方法:怒りの表出過程とその関連要因との関連について因果モデルを作成し,構造方程式(パス図)を描き,共分散構造分析を実施した.因果モデルの検証には,モデル適合度指標を使用した.なお,質問紙は,ソーシャル・サポートやストレス,共感性など9種類の質問紙を使用した.
結果と結論:分析対象1,001名(最終有効回答率=70.0%)の回答を分析した結果,最も「あてはまりの良いモデル」は,GFI=0.94, AGFI=0.91, CFI=0.92, RMSEA=0.063であった.さらに,【ソーシャル・サポートが(少)ない→ストレス(人間関係および職場環境のストレス,仕事内容のストレス)が増加→怒り心理反応を喚起→攻撃行動】という過程が明らかになると同時に,その過程に影響を与える要因が示された.また,対象の看護師の男女比は1 : 3であり,男女間における多母集団同時分析によって性差についての検討も行った.その結果,一部の相関関係(共感性⇔仕事のストレス間,など)で性差がみられることが明らかになった.

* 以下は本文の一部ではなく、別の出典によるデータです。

PR #625, opened 2017-08-08
Adds Webpack.logger, defaults to STDOUT

rossta:
Rake tasks currently output messages to stdout/stderr. It would be nice to have the ability to configure this. For example, Webpacker spits out its compilation messages when running Rails integration tests with the lazy compile option which adds noise to the test progress output. 

This PR is one take on providing the ability to customize output when running rake tasks. It changes behavior in that messages formerly output to stderr are now logged to stdout with log level error by default.


dhh:
Yes please. Let's set the default Webpacker logger to the Rails.logger even.

lib/webpacker/railtie.rb
```diff
@@ -12,6 +12,7 @@ class Webpacker::Engine < ::Rails::Engine
       include Webpacker::Helper
     end
 
+    Webpacker.logger = ::Rails.logger
```
dhh: I think you have to set this in a config.after_initialize style, like we do with Active Storage: https://github.com/rails/rails/blob/master/activestorage/lib/active_storage/engine.rb#L16

rossta: Got it, thanks!

lib/webpacker/railtie.rb
```diff
@@ -15,4 +15,10 @@ class Webpacker::Engine < ::Rails::Engine
     Webpacker.bootstrap
     Spring.after_fork { Webpacker.bootstrap } if defined?(Spring)
   end
+
+  initializer "webpacker.logger" do
+    config.after_initialize do |app|
+      Webpacker.logger = ::Rails.logger
```
georgeclaghorn: Won’t this prevent setting `Webpack.logger` in a Rails initializer?

lib/webpacker.rb
```diff
@@ -22,3 +22,13 @@ def env
 require "webpacker/manifest"
 require "webpacker/compiler"
 require "webpacker/railtie" if defined?(Rails)
+
+module Webpacker
+  def self.logger
+    @@logger ||= ActiveSupport::TaggedLogging.new(ActiveSupport::Logger.new(STDOUT))
```
rafaelfranca: You need to require those files

lib/webpacker/railtie.rb
rossta: If simply using `Webpacker.logger = ...` in an initializer, you're right I don't think it would work since the Rails initializer will execute before this `config.after_initialize` block. But, I believe it would be possible to wrap the Rails initializer call in a separate `config.after_initialize` block. 

As indicated in an [earlier comment](https://github.com/rails/webpacker/pull/625#discussion_r132017784), this approach appears to be used elsewhere in the Rails, e.g., https://github.com/rails/rails/blob/master/activestorage/lib/active_storage/engine.rb#L16.

georgeclaghorn: Cool. It doesn’t seem like something people are likely to override.

lib/webpacker.rb
```diff
@@ -15,6 +18,14 @@ def compile
   def env
     Webpacker::Env.current
   end
+
+  def logger
+    @@logger ||= ActiveSupport::TaggedLogging.new(ActiveSupport::Logger.new(STDOUT))
+  end
+
+  def logger=(logger)
```
gauravtiwari: @rossta May be use `mattr_accessor` instead - guess it's same thing

```rb
mattr_accessor(:logger) { ActiveSupport::TaggedLogging.new(ActiveSupport::Logger.new(STDOUT)) }
```

lib/webpacker/railtie.rb
rossta: I'd suppose this errs on the side of making sure the library's logger stays in sync with `Rails.logger` since it's more likely that `Rails.logger` would get overridden in app configuration.

dhh:
So we're working on moving the actual compilation step out of the rake task and into the compiler here: https://github.com/rails/webpacker/pull/627. When that's done, I don't actually think that the rake tasks should log to the Rails logger over STDOUT. In fact, it probably needs to explicitly set the Webpack.logger to use STDOUT rather than the log.

What we don't want is all this debug info when the compiler is triggered by tests or dev, but we DO want it when you're running the rake commands from the console.

rossta:
@dhh Sounds like we'll want a convention to set the logger appropriately in the rake tasks and possibly restore the previous logger when finished.

dhh:
Implemented that approach on https://github.com/rails/webpacker/commit/e539b4903c3fc24fd9b732e6253972acd5b50060.

dhh:
I think we got what we need from #627. Thanks for your help on this!

PR #627, opened 2017-08-08
Move actual compilation to the Compiler and call that from the rake task

dhh:
Before this on-demand compilation would exit the process if it failed. Doesn’t work for on-demand compilation in development.


javan:
❤️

怒りは「自己/社会への,不当な,物理的・心理的侵害に対する自己防衛/社会維持のために喚起された準備状態」(湯川,2005),攻撃性は「人に対し(身体的・心理的)危害を加えようと意図して行う行動」(海保ら,2006)と定義するが,怒りは攻撃的な反応と結びつけて考えられ,「怒り=攻撃性」と混同されることが多い.Averill(1982)の研究以降多くの論文で,人は怒りを経験した時に攻撃的な反応を望む一方で,実際に行うことは少ないという結果が示されている(大渕ら,1984; Lively & Powell, 2006;吉田ら,2008).怒りの経験後の反応が常に攻撃的とは限らず,非攻撃的な反応や怒り感情を喚起させる要因は数多くあり,それゆえ怒り感情の喚起や表出に与える影響は複雑に絡み合っていることが推測される.

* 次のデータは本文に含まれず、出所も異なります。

PR #629, opened 2017-08-09
Enable babel-loader cache

javan:
> You can also speed up babel-loader by as much as 2x by using the cacheDirectory option. This will cache transformations to the filesystem.

– https://github.com/babel/babel-loader#babel-loader-is-slow

Shaves ~1s off Basecamp's compile time.

### DIFF
--- a/lib/install/config/loaders/core/babel.js
+++ b/lib/install/config/loaders/core/babel.js
@@ -1,5 +1,11 @@
+const { join } = require('path')
+const { settings } = require('../configuration.js')
+
 module.exports = {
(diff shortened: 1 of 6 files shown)


renchap:
Webpack's `cache-loader` (https://webpack.js.org/loaders/cache-loader/) could also help, and not only on the Babel step. Have you considered including it in the default setup ?

javan:
TIL! These changes pave the way for more caching by sharing the `cache_path`. Let's start with `babel-loader` since it provides a significant boost and continue to explore additional options.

武井(2006)が,看護師は被看護者と気持ちが通じ合わない時に「破壊的な感情に襲われ,懸命にやるほど『報われない』気持ちが増し,報われない虚しさは『怒り』や『憎しみ』に変わる.しかも孤立無援と感じる場合には予想もつかない破壊的な行動へ結びつく」と述べるように,感情管理を強いられる看護師の職業は「感情労働」と呼ばれる(Hochschild, 1983/2000;武井,2001).片山ら(2001)は,「看護師と患者が互いの感情規則の理解を深め,特に患者が医療・看護の感情規則を習得することで相互行為は安定する」としているが,精神疾患患者は発病によって余裕がなくなり精神の柔軟さが失われていく(春日,2001)ことで,患者は感情規則を理解する余裕がなくなり,一方,看護師は感情操作や“患者を変える”のが容易でないために,共感性が乏しいと患者理解が進まなくなるといわれる.また,精神科では,看護師の対応が患者にとって攻撃・威嚇といった雰囲気を帯びた振る舞いと映るために患者は怯え苦し紛れに暴力で対抗しようとする(春日,2001)が,看護師の患者に向けた具体的な対応(暴力など)や,患者からの身体的暴力以外の攻撃に関する研究結果は報告されていない.また,人間の攻撃性の性差について,Anderson & Bushman(2002)や湯川(2005)は,身体的攻撃性に関しては性差があまりみられないこと,女性が間接的攻撃(告げ口等)を好むのに対し男性は直接的攻撃(殴る等)を好むと述べ,女性の攻撃性を否定していない.
ところで,ストレスや情動は過程(プロセス)であり,そのストレスの測定は時間経過の中で多数の変数が吟味されることが必要(Lazarus, 1990)といわれる.ストレス緩和要因の1つにソーシャル・サポートがあり(海保ら,2006),ソーシャル・サポートとストレスとの関係について述べている研究は数多くみられる.例えば,ストレスを受けた時に家族や友人・知人からのサポートを期待したり,就業者が上司や同僚からサポートを期待することは必然であるし,兵藤ら(1998),久保ら(2007)は,他者からサポートを引き出せるか否かがストレス軽減に影響を与え,誰からどのようなサポートを得られるかがストレスへの対処要因や職務に対する満足度に比例すると述べている.しかし,精神科看護師のストレスや,ストレスそのものに影響を与える具体的な要因を調査した研究はほとんどない.それゆえ,看護師自身で対処が可能な怒りではなく,衝動行為(攻撃行動)に至るほどの,看護師個人では対処不能な怒りに至った心理過程を解明する必要があると感じた.そして,「ソーシャル・サポート→ストレス→怒り喚起→攻撃性」という一連のプロセスを軸に,看護師の性格特性,共感性,社会的スキル,行動規範と関連した心理的負債感(互恵[返報]性)(福田,2007),自意識(社会規範[責任性])等をプロセスの関連要因と考えた.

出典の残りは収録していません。